What stakeholders want
While extenders go a long way towards supporting renewables, previous proposals reveal a host of creative, more radical ideas for implementing clean energy through federal tax incentives.
“The landscape of what can be done is very large,” Kwok said. “In at least one area, carbon capture, the main issue is not necessarily legislation. We finally got to the point in February 2020 where the IRS issued key guidance, in the context of Section 45Q on partnership flip structures and start of construction, that was needed to get financial institutions and other large tax equity investors comfortable with carbon capture tax credit eligibility and credit allocation. In other words, similar guidance to what exists for wind and solar projects that is expected to open up the tax equity markets. And then COVID-19 hit two weeks later. So in the context of carbon capture credits, it’s not just about legislation, it’s also about helping the major investors to feel comfortable enough to take the first leap and to get interested in these new projects.”
The Energy Tax Credit Direct Payment Act of 2020, introduced in July, would revive a section of the American Recovery and Reinvestment Tax Act of 2009, which provides for a cash grant equal to 30 percent of qualifying wind and solar energy facilities.
“Since COVID-19, a refundable credit has been talked of as a possibility," Kwok said. "Historically, production tax credits and investment tax credits in general have not been refundable. But in times of financial crisis, a refundability concept would support the renewables industry, even when major investors do not have tax capacity, and would not be unprecedented. There was a period just after the 2008 crash when the refundability concept was temporarily implemented for a couple of years as the Section 1603 grant.”
Tax incentives for stand-alone storage have also taken center stage, with the U.S. Energy Storage Association (ESA) and other industry leaders calling on Congress to make energy storage technologies eligible for the ITC, with the option to elect “direct payment.”
The argument for an energy storage ITC centers on scarcity of tax equity in the near term due to COVID’s economic fallout.
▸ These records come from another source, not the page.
PR #248, opened 2018-10-16
Fix word-break in concept-list

kateloschinina:
## What

Based on the issue
https://trello.com/c/riNfp87l/400-break-word-issue-on-side-concept-list

### Before
screen shot 2018-10-16 at 14 26 18

### After
screen shot 2018-10-16 at 14 26 56

### Browser support
https://developer.mozilla.org/en-US/docs/Web/CSS/word-break

### DIFF
--- a/components/concept-list/main.scss
+++ b/components/concept-list/main.scss
@@ -34,7 +34,7 @@
 }
 
 .concept-list__concept {
-	word-break: break-all;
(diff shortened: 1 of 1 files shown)


kateloschinina:
[Break word issue on side concept-list](https://trello.com/c/riNfp87l/400-break-word-issue-on-side-concept-list)

PR #249, opened 2018-10-19
do not display indicator if localStorage is not available

fenglish:
🐿 v2.10.3

fix these errors
https://sentry.io/nextftcom/ft-next-article/issues/617368177/?query=is:unresolved
https://sentry.io/nextftcom/ft-next-article/issues/617369535/?query=is:unresolved

### DIFF
--- a/components/unread-articles-indicator/index.js
+++ b/components/unread-articles-indicator/index.js
@@ -45,6 +45,10 @@ export const getNewArticlesSinceTime = () => {
 };
 
 export default () => {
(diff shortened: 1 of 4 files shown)


dan-searle:
We'll need to make a change to `next-myft-page`'s [latest-view component](https://github.com/Financial-Times/next-myft-page/blob/master/client/components/latest-view/data.js) to use the new `storage.isAvailable()` function too.

PR #253, opened 2018-11-02
Passes the form data through on enhanced pinning

GlynnPhillips:
The data is put into the form but for enhanced journeys the form is
hijacked and the csrf token wasn't being passed through

### DIFF
--- a/components/pin-button/index.js
+++ b/components/pin-button/index.js
@@ -40,7 +40,7 @@ export default () => {
 			delegate.on('click', 'button[data-prioritise-button]', event => {
 				event.preventDefault();
 
-				const form = findAncestor(event.target, 'myftPrioritise');
+				const form = event.target.closest('[data-myft-prioritise]');
 				const formData = form ? serialize(form, { hash: true }) : {};
 				const { conceptId, prioritised } = event.target.dataset;
 				const wrapper = findAncestor(event.target, 'myft-pin-button-wrapper');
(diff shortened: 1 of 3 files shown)


components/pin-button/index.js
```diff
@@ -13,17 +14,17 @@ const trackPinningAction = ({ action }) =>
 		bubbles: true
 	});
 
-const findAncestor = (el, classname) => el.classList.contains(classname)
+const findAncestor = (el, selector) => el.classList.contains(selector) || el.dataset[selector] !== undefined
```
chee: this feels a little eek, maybe this should be two different functions.

actually, we use `default` from polyfill.io which includes `Element.prototype.closest` so we can use that instead!

components/pin-button/index.js
```diff
@@ -39,11 +40,13 @@ export default () => {
 			delegate.on('click', 'button[data-prioritise-button]', event => {
 				event.preventDefault();
 
+				const form = findAncestor(event.target, 'myftPrioritise');
```
chee:
```suggestion
				const form = event.target.closest('[data-myft-prioritise]');
```

components/pin-button/index.js
```diff
@@ -39,11 +40,13 @@ export default () => {
...
+				const formData = form ? serialize(form, { hash: true }) : {};
 				const { conceptId, prioritised } = event.target.dataset;
 				const wrapper = findAncestor(event.target, 'myft-pin-button-wrapper');
```
chee:
```suggestion
				const wrapper = event.target.closest('.myft-pin-button-wrapper');
```

components/pin-button/index.js
GlynnPhillips: Good shout

PR #271, opened 2018-12-18
Fixes syntax error on Object.assign

GlynnPhillips:
This meant that not all the data needed was sent in the request and meant that users were not being assigned to an email group

### DIFF
--- a/components/digest-promo/index.js
+++ b/components/digest-promo/index.js
@@ -75,7 +75,7 @@ function addToDigest () {
 		}
 	};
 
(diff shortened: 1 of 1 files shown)


components/digest-promo/index.js
```diff
@@ -75,7 +75,7 @@ function addToDigest () {
 		}
 	};
 
-	const promises = [myFtClient.add('user', null, 'preferred', 'preference', 'email-digest', Object.assign({}, {token: csrfToken}), metaEmail)];
+	const promises = [myFtClient.add('user', null, 'preferred', 'preference', 'email-digest', Object.assign({}, {token: csrfToken}, metaEmail)];
```
kateloschinina: ooops, there is one more `)` missing apparently...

The ITC for stand-alone energy storage would either be refundable or allow taxpayers to elect direct payment of the credit as tax already paid.
“In addition to extenders and offshore incentives, battery storage is another sector where many people recognize the need for a separate investment tax credit,” Kwok said. “Under current law, the ITC is available for batteries only if they are powered by a solar project above a certain threshold. A separate and expanded incentive for batteries would be a game changer because there are so many other uses for batteries in the renewables space.”